DATA FOR THIS EXERCISE |

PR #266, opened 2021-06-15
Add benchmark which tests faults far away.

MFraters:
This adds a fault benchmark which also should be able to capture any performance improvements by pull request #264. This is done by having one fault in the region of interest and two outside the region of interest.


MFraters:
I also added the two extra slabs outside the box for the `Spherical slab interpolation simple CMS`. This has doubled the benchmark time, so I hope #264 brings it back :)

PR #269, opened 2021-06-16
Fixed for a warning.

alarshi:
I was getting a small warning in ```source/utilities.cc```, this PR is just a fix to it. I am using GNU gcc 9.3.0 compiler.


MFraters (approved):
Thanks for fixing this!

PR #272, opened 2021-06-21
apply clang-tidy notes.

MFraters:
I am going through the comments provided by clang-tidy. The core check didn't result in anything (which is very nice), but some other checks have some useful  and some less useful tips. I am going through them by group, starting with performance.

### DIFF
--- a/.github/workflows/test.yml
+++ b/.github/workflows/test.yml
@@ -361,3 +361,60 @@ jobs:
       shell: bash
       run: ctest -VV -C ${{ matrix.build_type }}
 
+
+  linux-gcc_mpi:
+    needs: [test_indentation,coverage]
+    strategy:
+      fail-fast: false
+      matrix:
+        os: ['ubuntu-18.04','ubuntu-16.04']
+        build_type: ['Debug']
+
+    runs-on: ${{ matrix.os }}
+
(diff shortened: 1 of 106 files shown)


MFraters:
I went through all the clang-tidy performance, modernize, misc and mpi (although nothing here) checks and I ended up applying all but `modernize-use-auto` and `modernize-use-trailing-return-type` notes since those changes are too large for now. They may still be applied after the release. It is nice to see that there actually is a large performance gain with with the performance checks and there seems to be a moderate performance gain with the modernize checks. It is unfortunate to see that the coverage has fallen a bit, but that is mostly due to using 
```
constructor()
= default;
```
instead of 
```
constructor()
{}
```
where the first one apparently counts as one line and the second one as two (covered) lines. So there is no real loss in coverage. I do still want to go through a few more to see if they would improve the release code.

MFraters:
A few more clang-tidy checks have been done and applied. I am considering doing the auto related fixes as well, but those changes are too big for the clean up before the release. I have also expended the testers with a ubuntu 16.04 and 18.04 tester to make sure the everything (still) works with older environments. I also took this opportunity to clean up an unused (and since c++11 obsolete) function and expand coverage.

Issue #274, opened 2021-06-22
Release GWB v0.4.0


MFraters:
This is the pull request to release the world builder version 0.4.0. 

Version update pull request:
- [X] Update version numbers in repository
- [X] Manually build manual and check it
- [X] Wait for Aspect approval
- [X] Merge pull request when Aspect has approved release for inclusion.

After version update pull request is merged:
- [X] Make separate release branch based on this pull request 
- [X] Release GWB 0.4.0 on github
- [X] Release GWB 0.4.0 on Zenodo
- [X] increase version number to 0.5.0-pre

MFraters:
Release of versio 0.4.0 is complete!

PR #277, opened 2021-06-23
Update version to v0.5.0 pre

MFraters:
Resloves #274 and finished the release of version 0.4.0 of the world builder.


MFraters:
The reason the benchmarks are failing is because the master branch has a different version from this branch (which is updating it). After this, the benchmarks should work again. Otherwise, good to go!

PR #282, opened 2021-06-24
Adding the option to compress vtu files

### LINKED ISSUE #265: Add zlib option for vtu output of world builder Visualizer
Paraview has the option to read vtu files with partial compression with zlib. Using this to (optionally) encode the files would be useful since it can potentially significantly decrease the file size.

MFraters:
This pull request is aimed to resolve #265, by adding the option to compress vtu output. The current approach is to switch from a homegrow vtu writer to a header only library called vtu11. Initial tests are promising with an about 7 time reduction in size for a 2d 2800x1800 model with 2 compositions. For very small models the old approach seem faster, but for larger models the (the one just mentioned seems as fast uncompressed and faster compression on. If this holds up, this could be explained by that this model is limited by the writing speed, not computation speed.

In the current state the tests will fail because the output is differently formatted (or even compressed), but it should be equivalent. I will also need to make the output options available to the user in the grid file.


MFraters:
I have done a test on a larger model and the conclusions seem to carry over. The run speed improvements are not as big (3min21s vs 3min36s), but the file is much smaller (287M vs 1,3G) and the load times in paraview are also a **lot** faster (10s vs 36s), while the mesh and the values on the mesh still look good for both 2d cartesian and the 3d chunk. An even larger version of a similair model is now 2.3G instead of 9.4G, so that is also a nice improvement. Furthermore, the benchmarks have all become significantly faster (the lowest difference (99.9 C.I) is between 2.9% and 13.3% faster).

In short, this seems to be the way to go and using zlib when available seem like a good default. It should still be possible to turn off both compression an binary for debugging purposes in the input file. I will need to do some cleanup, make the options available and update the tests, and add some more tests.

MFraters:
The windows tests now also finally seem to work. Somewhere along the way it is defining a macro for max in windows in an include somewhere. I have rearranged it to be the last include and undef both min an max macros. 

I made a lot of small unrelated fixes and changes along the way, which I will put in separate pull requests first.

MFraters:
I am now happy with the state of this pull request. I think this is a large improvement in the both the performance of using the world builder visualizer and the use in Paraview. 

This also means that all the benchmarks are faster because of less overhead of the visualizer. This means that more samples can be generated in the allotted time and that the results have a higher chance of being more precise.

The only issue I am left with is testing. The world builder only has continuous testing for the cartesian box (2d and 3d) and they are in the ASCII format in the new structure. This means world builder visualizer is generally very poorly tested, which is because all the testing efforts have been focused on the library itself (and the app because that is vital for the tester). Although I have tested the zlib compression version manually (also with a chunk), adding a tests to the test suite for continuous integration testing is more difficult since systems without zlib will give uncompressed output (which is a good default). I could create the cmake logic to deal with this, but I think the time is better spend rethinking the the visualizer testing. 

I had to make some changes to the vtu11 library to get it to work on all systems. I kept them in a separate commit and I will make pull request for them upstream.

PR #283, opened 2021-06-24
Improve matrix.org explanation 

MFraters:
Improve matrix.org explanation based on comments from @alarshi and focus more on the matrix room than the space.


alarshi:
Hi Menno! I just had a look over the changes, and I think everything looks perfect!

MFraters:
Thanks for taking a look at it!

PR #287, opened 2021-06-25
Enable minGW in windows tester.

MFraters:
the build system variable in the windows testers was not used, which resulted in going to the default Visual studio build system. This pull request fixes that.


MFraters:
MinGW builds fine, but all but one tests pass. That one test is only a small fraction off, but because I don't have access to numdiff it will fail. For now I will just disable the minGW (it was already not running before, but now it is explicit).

WHAT YOU HAVE TO DO | In the entries above, please find the line with "### LINKED ISSUE" and the line with "I have done", then write out exactly those two lines and every line between them, and nothing more.

ANSWER FOR THE TASK |
### LINKED ISSUE #265: Add zlib option for vtu output of world builder Visualizer
Paraview has the option to read vtu files with partial compression with zlib. Using this to (optionally) encode the files would be useful since it can potentially significantly decrease the file size.

MFraters:
This pull request is aimed to resolve #265, by adding the option to compress vtu output. The current approach is to switch from a homegrow vtu writer to a header only library called vtu11. Initial tests are promising with an about 7 time reduction in size for a 2d 2800x1800 model with 2 compositions. For very small models the old approach seem faster, but for larger models the (the one just mentioned seems as fast uncompressed and faster compression on. If this holds up, this could be explained by that this model is limited by the writing speed, not computation speed.

In the current state the tests will fail because the output is differently formatted (or even compressed), but it should be equivalent. I will also need to make the output options available to the user in the grid file.


MFraters:
I have done a test on a larger model and the conclusions seem to carry over. The run speed improvements are not as big (3min21s vs 3min36s), but the file is much smaller (287M vs 1,3G) and the load times in paraview are also a **lot** faster (10s vs 36s), while the mesh and the values on the mesh still look good for both 2d cartesian and the 3d chunk. An even larger version of a similair model is now 2.3G instead of 9.4G, so that is also a nice improvement. Furthermore, the benchmarks have all become significantly faster (the lowest difference (99.9 C.I) is between 2.9% and 13.3% faster).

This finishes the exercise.